Study material:
PR #9845, opened 2026-06-03
AIESW-27330 : Add different sinks for uc log buffer

rbramand-xilinx:
The uC log buffer dumper previously only supported writing parsed log entries to files. There was no way to route uC logs to the OS system log (syslog on Linux, Windows Event Log on Windows) or to console, making it difficult to correlate uC log output with other system-level logs in production environments or automated test pipelines where file-based output is inconvenient.

 This is a new feature extending the existing buffer_dumper infrastructure to dump to new sinks (syslog or console)

A new **Debug.uc_log_dump** key is added to xrt.ini supporting four values:

file or "" (default) — existing behavior, writes timestamped per-chunk files
syslog — routes parsed log lines through the OS system log: Linux syslog/journald via openlog("XRT", ...) / syslog(), Windows Application Event Log via RegisterEventSourceA("AMD_XRT") / ReportEventA()
console — writes to stderr
null  — silently discards all uC log output
A dedicated send_uc_log() function is added to message.cpp/message.h that creates its own dispatcher from the uc_log_dump ini value, completely independent of runtime_log.
Parsed log entries are split line-by-line before dispatch so each line becomes a discrete syslog/Event Log entry.

The file stream in dump_chunk_data() is now opened lazily only when the sink requires it (file or binary format), so no files are created when syslog, console, or null is configured.

TODO : At present log from uC is not tagged with message type like info, warning or error, we send all the uC log entries with level info to syslog. Need to get the correct tag from uC logs so that we can send the entries to syslog with proper severity level

Low as it can be enabled only with ini option and default behavior is not changed.

Tested uC log dumping on Linux and windows and things work as expected

Added comments where ever necessary to explain different sinks

### DIFF
--- a/src/runtime_src/core/common/buffer_dumper.cpp
+++ b/src/runtime_src/core/common/buffer_dumper.cpp
@@ -93,20 +93,30 @@ void
 buffer_dumper::
 dump_chunk_data(size_t chunk_index, size_t start, size_t length, uint8_t* chunk)
 {
-  std::ofstream& fs = get_or_open_stream(chunk_index);
+  // Determine if we need to open a file stream based on the sink configuration
+  // Binary dump always writes to file
+  // Default behavior is to write parsed logs to file
+  const bool use_file_sink = m_config.dump_bin_format
+                             || m_config.uc_log_dump == "file"
+                             || m_config.uc_log_dump.empty();
 
-  // Check if stream is in good state before writing
-  if (!fs.good()) {
-    throw std::runtime_error("File stream for chunk " + std::to_string(chunk_index) +
-                             " is in bad state before write");
+  // Open a file stream only when the sink requires it
+  std::ofstream* fs_ptr = nullptr;
+  if (use_file_sink) {
+    std::ofstream& fs = get_or_open_stream(chunk_index);
+    if (!fs.good())
+      throw std::runtime_error("File stream for chunk " + std::to_string(chunk_index) +
+                               " is in bad state before write");
+    fs_ptr = &fs;
   }
 
   // Calculate start offset and bytes to end for circular buffer wrapping
   const size_t start_offset = (start % m_data_size) + m_config.metadata_size;
   const size_t bytes_to_end = m_config.chunk_size - start_offset;
 
-  // UC log dump in binary format
+  // uC log dump in binary format (always uses file regardless of uc_log_dump setting)
   if (m_config.dump_bin_format) {
+    std::ofstream& fs = *fs_ptr;
     // Always write/update metadata since this function is called when there's new data
     // and metadata(count) gets updated when there is new data
     // Seek to beginning and write/update metadata
@@ -222,12 +232,29 @@ dump_chunk_data(size_t chunk_index, size_t start, size_t length, uint8_t* chunk)
     // log entries may have been lost at the boundary before the next read.
     parsed_stream << "[0.000000000] [CERT] [Dumper]--------------[Separator]--------------\n";
 
-    // Append parsed output to file
-    fs.seekp(0, std::ios::end);
-    fs << parsed_stream.str();
-
-    if (!fs)
-      throw std::runtime_error("Failed to write parsed UC log for chunk " + std::to_string(chunk_index));
+    // Dispatch parsed output to the configured sink
+    const std::string& sink = m_config.uc_log_dump;
+    if (sink == "file" || sink.empty()) {
+      // Write to file
+      fs_ptr->seekp(0, std::ios::end);
+      *fs_ptr << parsed_stream.str();
+      if (!*fs_ptr)
+        throw std::runtime_error("Failed to write parsed UC log for chunk " + std::to_string(chunk_index));
+    }
+    else if (sink != "null") {
+      // syslog or console: send each line as a separate message so the sink can
+      // format/route it correctly
+      std::istringstream lines(parsed_stream.str());
+      std::string line;
+      while (std::getline(lines, line)) {
+        if (!line.empty())
+          // TODO: Pass decoded severity from uC log entry. For now all entries
+          // are sent with info severity. Also may be pass uC index in tag for better traceability.
+          xrt_core::message::send_uc_log(sink, xrt_core::message::severity_level::info,
+                                         "xrt_uc_log", line.c_str());
+      }
+    }
+    // sink == "null": discard
   }
   catch (const std::exception& e) {
     // Log parsing error, log warning and continue
@@ -235,9 +262,11 @@ dump_chunk_data(size_t chunk_index, size_t start, size_t length, uint8_t* chunk)
                             std::string{"UC log parsing failed: "} + e.what());
   }
 
-  fs.flush();
-  if (!fs)
-    throw std::runtime_error("Failed to flush chunk " + std::to_string(chunk_index));
+  if (fs_ptr) {
+    fs_ptr->flush();
+    if (!*fs_ptr)
+      throw std::runtime_error("Failed to flush chunk " + std::to_string(chunk_index));
+  }
 }
 
 void
--- a/src/runtime_src/core/common/buffer_dumper.cpp
+++ b/src/runtime_src/core/common/buffer_dumper.cpp
@@ -91,72 +91,146 @@ read_logged_count(uint8_t* chunk)
 
 void
 buffer_dumper::
-dump_chunk_data(size_t chunk_index, size_t start, size_t length, uint8_t* chunk)
+dump_chunk_data_binary(size_t chunk_index, size_t start_offset, size_t bytes_to_end,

Exercise directions: Would you restate the material word for word, leaving nothing out?

Answer to this exercise:
PR #9845, opened 2026-06-03
AIESW-27330 : Add different sinks for uc log buffer

rbramand-xilinx:
The uC log buffer dumper previously only supported writing parsed log entries to files. There was no way to route uC logs to the OS system log (syslog on Linux, Windows Event Log on Windows) or to console, making it difficult to correlate uC log output with other system-level logs in production environments or automated test pipelines where file-based output is inconvenient.

 This is a new feature extending the existing buffer_dumper infrastructure to dump to new sinks (syslog or console)

A new **Debug.uc_log_dump** key is added to xrt.ini supporting four values:

file or "" (default) — existing behavior, writes timestamped per-chunk files
syslog — routes parsed log lines through the OS system log: Linux syslog/journald via openlog("XRT", ...) / syslog(), Windows Application Event Log via RegisterEventSourceA("AMD_XRT") / ReportEventA()
console — writes to stderr
null  — silently discards all uC log output
A dedicated send_uc_log() function is added to message.cpp/message.h that creates its own dispatcher from the uc_log_dump ini value, completely independent of runtime_log.
Parsed log entries are split line-by-line before dispatch so each line becomes a discrete syslog/Event Log entry.

The file stream in dump_chunk_data() is now opened lazily only when the sink requires it (file or binary format), so no files are created when syslog, console, or null is configured.

TODO : At present log from uC is not tagged with message type like info, warning or error, we send all the uC log entries with level info to syslog. Need to get the correct tag from uC logs so that we can send the entries to syslog with proper severity level

Low as it can be enabled only with ini option and default behavior is not changed.

Tested uC log dumping on Linux and windows and things work as expected

Added comments where ever necessary to explain different sinks

### DIFF
--- a/src/runtime_src/core/common/buffer_dumper.cpp
+++ b/src/runtime_src/core/common/buffer_dumper.cpp
@@ -93,20 +93,30 @@ void
 buffer_dumper::
 dump_chunk_data(size_t chunk_index, size_t start, size_t length, uint8_t* chunk)
 {
-  std::ofstream& fs = get_or_open_stream(chunk_index);
+  // Determine if we need to open a file stream based on the sink configuration
+  // Binary dump always writes to file
+  // Default behavior is to write parsed logs to file
+  const bool use_file_sink = m_config.dump_bin_format
+                             || m_config.uc_log_dump == "file"
+                             || m_config.uc_log_dump.empty();
 
-  // Check if stream is in good state before writing
-  if (!fs.good()) {
-    throw std::runtime_error("File stream for chunk " + std::to_string(chunk_index) +
-                             " is in bad state before write");
+  // Open a file stream only when the sink requires it
+  std::ofstream* fs_ptr = nullptr;
+  if (use_file_sink) {
+    std::ofstream& fs = get_or_open_stream(chunk_index);
+    if (!fs.good())
+      throw std::runtime_error("File stream for chunk " + std::to_string(chunk_index) +
+                               " is in bad state before write");
+    fs_ptr = &fs;
   }
 
   // Calculate start offset and bytes to end for circular buffer wrapping
   const size_t start_offset = (start % m_data_size) + m_config.metadata_size;
   const size_t bytes_to_end = m_config.chunk_size - start_offset;
 
-  // UC log dump in binary format
+  // uC log dump in binary format (always uses file regardless of uc_log_dump setting)
   if (m_config.dump_bin_format) {
+    std::ofstream& fs = *fs_ptr;
     // Always write/update metadata since this function is called when there's new data
     // and metadata(count) gets updated when there is new data
     // Seek to beginning and write/update metadata
@@ -222,12 +232,29 @@ dump_chunk_data(size_t chunk_index, size_t start, size_t length, uint8_t* chunk)
     // log entries may have been lost at the boundary before the next read.
     parsed_stream << "[0.000000000] [CERT] [Dumper]--------------[Separator]--------------\n";
 
-    // Append parsed output to file
-    fs.seekp(0, std::ios::end);
-    fs << parsed_stream.str();
-
-    if (!fs)
-      throw std::runtime_error("Failed to write parsed UC log for chunk " + std::to_string(chunk_index));
+    // Dispatch parsed output to the configured sink
+    const std::string& sink = m_config.uc_log_dump;
+    if (sink == "file" || sink.empty()) {
+      // Write to file
+      fs_ptr->seekp(0, std::ios::end);
+      *fs_ptr << parsed_stream.str();
+      if (!*fs_ptr)
+        throw std::runtime_error("Failed to write parsed UC log for chunk " + std::to_string(chunk_index));
+    }
+    else if (sink != "null") {
+      // syslog or console: send each line as a separate message so the sink can
+      // format/route it correctly
+      std::istringstream lines(parsed_stream.str());
+      std::string line;
+      while (std::getline(lines, line)) {
+        if (!line.empty())
+          // TODO: Pass decoded severity from uC log entry. For now all entries
+          // are sent with info severity. Also may be pass uC index in tag for better traceability.
+          xrt_core::message::send_uc_log(sink, xrt_core::message::severity_level::info,
+                                         "xrt_uc_log", line.c_str());
+      }
+    }
+    // sink == "null": discard
   }
   catch (const std::exception& e) {
     // Log parsing error, log warning and continue
@@ -235,9 +262,11 @@ dump_chunk_data(size_t chunk_index, size_t start, size_t length, uint8_t* chunk)
                             std::string{"UC log parsing failed: "} + e.what());
   }
 
-  fs.flush();
-  if (!fs)
-    throw std::runtime_error("Failed to flush chunk " + std::to_string(chunk_index));
+  if (fs_ptr) {
+    fs_ptr->flush();
+    if (!*fs_ptr)
+      throw std::runtime_error("Failed to flush chunk " + std::to_string(chunk_index));
+  }
 }
 
 void
--- a/src/runtime_src/core/common/buffer_dumper.cpp
+++ b/src/runtime_src/core/common/buffer_dumper.cpp
@@ -91,72 +91,146 @@ read_logged_count(uint8_t* chunk)
 
 void
 buffer_dumper::
-dump_chunk_data(size_t chunk_index, size_t start, size_t length, uint8_t* chunk)
+dump_chunk_data_binary(size_t chunk_index, size_t start_offset, size_t bytes_to_end,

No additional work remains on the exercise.